Saved data entries:
━━━━━━━━━━━━━━━━━━━━━━━━━━━━━━

PR #3740, opened 2026-08-10
QVAC-23256 fix[api]: address ocr-ggml package-review findings

RamazTs:

Addresses the issues found during the `@qvac/ocr-ggml` package review (QVAC-23256):

- The JS wrapper rejected any `langList` without `'en'`, even though the native pipeline fully validates all language groups (so valid Latin-only lists like `['fr']` with `latin_g2.gguf` could not load).
- `langList` was mandatory for the language-agnostic DocTR pipeline, which never reads it.
- A failed `activate()` leaked the just-created native instance and kept the global C++ → JS logger bridge registered.
- `binding.js` printed unconditional `[OCR-DLOPEN-DEBUG]` console diagnostics on any native-loading failure.
- `bare-fs` / `bare-path` were only in `devDependencies` despite being required at import time by the published entrypoints.
- Examples and the README usage snippet treated the value resolved by `response.await()` as the stats object (it resolves with the output rows; `RuntimeStats` lives on `response.stats`).
- Documentation gaps/staleness: undocumented `canvasSize` and `OCR_DOCTR_FUSED_CONV`, `backendIsGpu` docs omitting OpenCL, converter docs pointing at the upstream repo instead of the vendored `scripts/pth_to_gguf.py`, no registry-model / supported-platform / error-code docs, an obsolete repository-layout tree, a stale `samples/README.md`, an internal ticket reference in the published README, and package description/keywords not mentioning DocTR.

## 📝 How does it solve it?

- **Language validation deferred to native**: the English-only JS gate is removed; the native EasyOCR pipeline validates languages against its registry and the loaded recognizer's character set. `ERR_CODES.UNSUPPORTED_LANGUAGE` stays registered for compatibility but is no longer emitted by the wrapper. The `param-validation` integration test now asserts the native error contract (against real models, soft-skipping when they are absent).
- **`langList` optional for DocTR**: when `pipelineType: 'doctr'` and `langList` is omitted, an internal placeholder (`['en']`) is forwarded to satisfy the native configuration parser; explicit lists are still validated (non-empty array) and forwarded unchanged.
- **Activation-failure cleanup**: `load()` now destroys the native instance (releasing the logger bridge) and clears the `addon` handle before rethrowing the activation error; a cleanup failure is logged without masking the original error.
- **`binding.js`** reduced to `module.exports = require.addon()`.
- **Dependencies**: `bare-fs` / `bare-path` moved to `dependencies`.
- **Examples**: new `examples/doctr.js` (DocTR without `langList`) and `examples/backend-device.js` (CPU/Vulkan/Metal/OpenCL selection + `getBackendInfo()` fallback reporting); all examples and the README usage snippet now read `RuntimeStats` from `response.stats`.
- **Docs**: README gains `canvasSize` and `OCR_DOCTR_FUSED_CONV` documentation, OpenCL-inclusive `backendIsGpu` wording, the vendored conversion workflow, a "Registry-hosted models (`@qvac/inference`)" section, supported-platforms and error-code tables, a corrected repository-layout tree, and no ticket references; `samples/README.md` reflects that `english.png` is tracked in-repo (but not published); package description/keywords now include DocTR.
- Changelog entry recorded under **[Unreleased]**; the version bump lands in a dedicated follow-up PR (per review). Native model-creation failures now reject with `ERR_CODES.FAILED_TO_LOAD_WEIGHTS` preserving the native message.

## 🧪 How was it tested?

- **Full integration suite on a real build**: models pulled from the QVAC registry (P2P; checksums verified against registry metadata), addon built locally on darwin-arm64 — `npm run test:integration` passes **83/83 tests, 890/890 asserts** (EasyOCR + DocTR, CPU and Metal GPU passes).
- **All three examples run end-to-end**: `quickstart.js` (12 boxes, correct WHO-poster text), `doctr.js` with **no `langList`** (57 boxes, correct text), `backend-device.js --backend metal` (resolves `MTL0` / Apple M1 Pro, `backendIsGpu: 1`, ~2.3× faster than CPU).
- **Deferred language validation proven against the native pipeline**: `--lang fr` with `latin_g2.gguf` loads and OCRs correctly (previously rejected in JS); `--lang xx` rejects with the native message `Received unsupported languages for the OCR addon: [xx]`.
- New focused unit tests: Latin-only `langList` forwarding, DocTR with/without `langList`, activation-failure cleanup (destroy called, no stale handle, original error preserved even when cleanup fails), lazy-getter export surface, entrypoint `require()`s vs declared `dependencies`, frozen `ERR_CODES` range — `npm run test:unit` 15/15 tests, 54/54 asserts.
- `npm run lint`, `npm run typecheck`, and `npm run check:generated` all pass.

## 🔌 API Changes

`langList` is now optional for the DocTR pipeline (non-breaking; EasyOCR behavior unchanged):

```typescript
const ocr = new OcrGgml({
  params: {
    pathDetector: '/abs/path/db_mobilenet_v3_large.gguf',
    pathRecognizer: '/abs/path/crnn_mobilenet_v3_small.gguf',
    pipelineType: 'doctr' // language-agnostic — no langList required
  }
})
```

Latin-only language lists are no longer rejected in JS (validation happens natively):

```typescript
new OcrGgml({ params: { pathDetector, pathRecognizer, langList: ['fr'] } }) // now loads with latin_g2.gguf
```


mexxik:
**[medium] packages/ocr-ggml/package.json — line 3 ("version": "0.16.0")**

This PR bumps the package to 0.16.0 in the same change set as the API/docs/dependency fixes. Per qvac-packages.mdc, version bumps must land in their own PR (with CHANGELOG/package.json consistency checked there). Revert the version here, keep consumer-facing notes under [Unreleased], and cut 0.16.0 in a follow-up bump-only PR.

**[medium] packages/ocr-ggml/CHANGELOG.md — line 7 (## [0.16.0] - 2026-08-10)**

Feature work should land under [Unreleased], not a dated version section, until the dedicated version-bump PR. Also trim this entry to consumer-facing package behavior only: drop the “Focused unit tests…” bullet (tests are not CHANGELOG material), and prefer shorter bullets over implementation detail (placeholder forwarding, logger-bridge wording, etc.).

**[medium] packages/ocr-ggml/README.md — line 194 (| 8106 | \FAILED_TO_ACTIVATE` | native activation failed. Note: model-load and language-validation errors...`)**

Language validation runs in native createInstance (Pipeline / StepRecognizeText), which is invoked from _createAddon before activate(). Those failures therefore do not carry ERR_CODES.FAILED_TO_ACTIVATE — they surface as the raw native exception from construction. Move that note off the 8106 row (or document create-time errors separately) so callers are not guided to catch FAILED_TO_ACTIVATE for unsupported langList / weight-load failures.

**[medium] packages/ocr-ggml/test/integration/param-validation.test.js — line 42 (if (!fs.existsSync(pathDetector) || !fs.existsSync(pathRecognizer)))**

The main behavior change (JS no longer emits UNSUPPORTED_LANGUAGE; native rejects unknown langs) is only asserted when models are present, and the soft-skip path still t.passes. That lets a broken native message / missing rejection ship green when fixtures are absent. Prefer failing (or hard-skipping the suite) when ensureModelPath cannot produce models in CI, and assert a stable contract beyond a regex (at least that load() rejects, and ideally a structured wrapper code if you still want ERR_CODES to be useful).

**[medium] packages/ocr-ggml/package.json — line 98 ("bare-fs": "^4.5.1")**

Moving bare-fs / bare-path into dependencies is correct for import-time use, but CI license compliance now reports both as High/blocking ((none detected) for runtime scope). Before merge, add allowlist decisions in .github/license-allowlist.yml (or otherwise resolve the compliance findings) so the new runtime deps do not become a release blocker when warn-only mode ends.

RamazTs:
Thanks for the review — all five addressed in ae9083e08:

1. **Version bump reverted** to 0.15.0; the changelog entry now lives under `[Unreleased]`. 0.16.0 will be cut in a dedicated bump-only PR after this merges.
2. **CHANGELOG trimmed** to consumer-facing behavior — tests bullet dropped, implementation detail condensed.
3. **Create-time errors are now structured**: `_load()` wraps native instance-creation failures (model load + language validation happen there) as `QvacErrorAddonOcrGgml` with `ERR_CODES.FAILED_TO_LOAD_WEIGHTS`, preserving the native message in `message`/`cause`. The README error table documents 8101 accordingly and the misleading note was removed from the 8106 row.
4. **Test hardened**: `param-validation` now hard-fails when the CI fixtures are missing (`OCR_GGML_DETECTOR`/`OCR_GGML_RECOGNIZER` set, or mobile) and soft-skips only on local runs without models; it asserts `instanceof QvacErrorAddonOcrGgml` + `code === FAILED_TO_LOAD_WEIGHTS` in addition to the message. Verified against the real addon locally (fabric 10069 build): 4/4 pass.
5. **License allowlist**: added `bare-fs` / `bare-path` entries (both Apache-2.0 upstream — the scanner reports none-detected on the npm artifacts). I listed you as `approved-by` since the entries were added at your request and the file is CODEOWNERS-gated through this PR — please shout if that should read differently.

Note on the iOS mobile failure on this PR: it's the perf shard only — on iPhone 17 the DocTR **Metal** detection pass returns zero regions for `liver_function_test.png` (the CPU pass on the same device is 20/20 correct), and on iPhone 16 all assertions pass but the app crashes after the last test. Both are native-level and first appeared with the fabric 10069.0.0 bump this branch inherited from main (last green iOS run was Aug 7 on 9840.1.1; local macOS Metal on 10069 is correct, so it's A-series specific). A baseline dispatch of the same mobile workflow on plain main is running to confirm: https://github.com/tetherto/qvac/actions/runs/31472214085

Alok-Ranjan23:
One more comment


`packages/ocr-ggml/src/index.ts ` line 327 (`this.addon = this._createAddon(configurationParams);`)

Deferring language validation to native means unsupported-language failures now escape from _createAddon() as unstructured native errors, while activation, execution, and destruction failures use QvacErrorAddonOcrGgml. This breaks callers relying on the package’s documented error type. Wrap creation failures consistently and, if ERR_CODES.UNSUPPORTED_LANGUAGE remains public, map native unsupported-language failures to that code. Add an integration assertion for the structured error contract.

RamazTs:
@Alok-Ranjan23 Addressed in f78ff18d1 (creation failures were already wrapped as of ae9083e08 — this completes the mapping you asked for): `_load()` now maps native language-validation failures ("Received unsupported languages …", "… is only compatible with English …") to the public `ERR_CODES.UNSUPPORTED_LANGUAGE`, and every other create-time failure to `ERR_CODES.FAILED_TO_LOAD_WEIGHTS` — both as `QvacErrorAddonOcrGgml` with the native message preserved in `message`/`cause`. The `param-validation` integration test asserts the structured contract (`instanceof` + `code === UNSUPPORTED_LANGUAGE` + native message) against the real addon, and unit tests cover both mapping branches. Verified locally: unit 18/18, integration 4/4.

Alok-Ranjan23 (approved):

RamazTs:
Follow-up on the earlier iOS mobile failure: resolved as **Device Farm flakiness**, not a regression. Evidence: (1) a manual baseline dispatch of the same mobile workflow on plain main (npm 0.15.0, fabric 10069) passed 18/18 on the same iPhone 16/17 pool ([run 31472214085](https://github.com/tetherto/qvac/actions/runs/31472214085)); (2) the re-run of this PR's own mobile lane now passes as well ([run 31473901778](https://github.com/tetherto/qvac/actions/runs/31473901778)). The one-off failure signature (Metal detection returning zero regions on a single image on one device; a post-suite app exit on the other) did not reproduce in either.

mexxik (approved):

GustavoA1604 (approved):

━━━━━━━━━━━━━━━━━━━━━━━━━━━━━━

_The problem_: Please return all lines from the records that hold the word "binding".

_Response_:
- `binding.js` printed unconditional `[OCR-DLOPEN-DEBUG]` console diagnostics on any native-loading failure.
- **`binding.js`** reduced to `module.exports = require.addon()`.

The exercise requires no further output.